▸ **Goal of the exercise**
Word for word, repeat each line of the listing below.

▸ **Data excerpts**
■ ■ ■
PR #669, opened 2019-03-07
Photos logging

olsona:
Adding some debug logging to Google Photos Exporter and Flickr Importer


portability-api-launcher/src/main/java/org/datatransferproject/api/launcher/Datum.java
```diff
@@ -0,0 +1,24 @@
...
+ * See the License for the specific language governing permissions and
+ * limitations under the License.
+ */
+
+package org.datatransferproject.api.launcher;
+
+/**
+ * An interface representing a data point object, such as a timestamp or a timeseries element.
+ */
+public interface Datum {
```
rtannenbaum: is this still needed? i don't see it used

olsona: Thought I'd deleted that file, whoops!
■ ■ ■
▸ **Response to the exercise**
PR #669, opened 2019-03-07
Photos logging

olsona:
Adding some debug logging to Google Photos Exporter and Flickr Importer


portability-api-launcher/src/main/java/org/datatransferproject/api/launcher/Datum.java
```diff
@@ -0,0 +1,24 @@
...
+ * See the License for the specific language governing permissions and
+ * limitations under the License.
+ */
+
+package org.datatransferproject.api.launcher;
+
+/**
+ * An interface representing a data point object, such as a timestamp or a timeseries element.
+ */
+public interface Datum {
```
rtannenbaum: is this still needed? i don't see it used

olsona: Thought I'd deleted that file, whoops!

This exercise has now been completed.